__What is needed__: Below are some records. How many of their lines contain the string "opened"? Answer with the number alone.
((
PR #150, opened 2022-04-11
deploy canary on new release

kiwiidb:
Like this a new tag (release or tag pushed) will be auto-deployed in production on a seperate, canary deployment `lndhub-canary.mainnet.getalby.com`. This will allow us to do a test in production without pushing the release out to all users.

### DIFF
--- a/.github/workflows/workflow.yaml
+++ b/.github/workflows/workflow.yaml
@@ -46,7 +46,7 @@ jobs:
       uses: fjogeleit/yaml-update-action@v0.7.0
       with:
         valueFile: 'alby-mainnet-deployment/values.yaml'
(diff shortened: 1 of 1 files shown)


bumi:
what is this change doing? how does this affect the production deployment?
))
((
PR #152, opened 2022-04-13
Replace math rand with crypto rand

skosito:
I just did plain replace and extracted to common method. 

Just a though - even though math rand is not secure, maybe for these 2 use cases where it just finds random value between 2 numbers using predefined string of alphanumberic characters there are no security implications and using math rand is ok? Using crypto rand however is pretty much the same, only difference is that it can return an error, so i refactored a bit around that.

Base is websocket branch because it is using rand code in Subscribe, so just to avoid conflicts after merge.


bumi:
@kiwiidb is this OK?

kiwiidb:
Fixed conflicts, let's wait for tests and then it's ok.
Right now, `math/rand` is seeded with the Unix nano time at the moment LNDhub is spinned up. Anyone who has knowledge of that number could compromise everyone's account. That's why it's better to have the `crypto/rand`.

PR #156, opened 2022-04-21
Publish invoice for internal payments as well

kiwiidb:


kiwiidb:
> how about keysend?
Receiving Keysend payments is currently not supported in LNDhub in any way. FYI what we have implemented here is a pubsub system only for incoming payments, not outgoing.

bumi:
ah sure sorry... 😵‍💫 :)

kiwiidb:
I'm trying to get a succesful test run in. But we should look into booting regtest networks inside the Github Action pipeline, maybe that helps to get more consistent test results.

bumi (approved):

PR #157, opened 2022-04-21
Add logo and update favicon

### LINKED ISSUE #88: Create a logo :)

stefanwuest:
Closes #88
))
__Exercise answer__: 4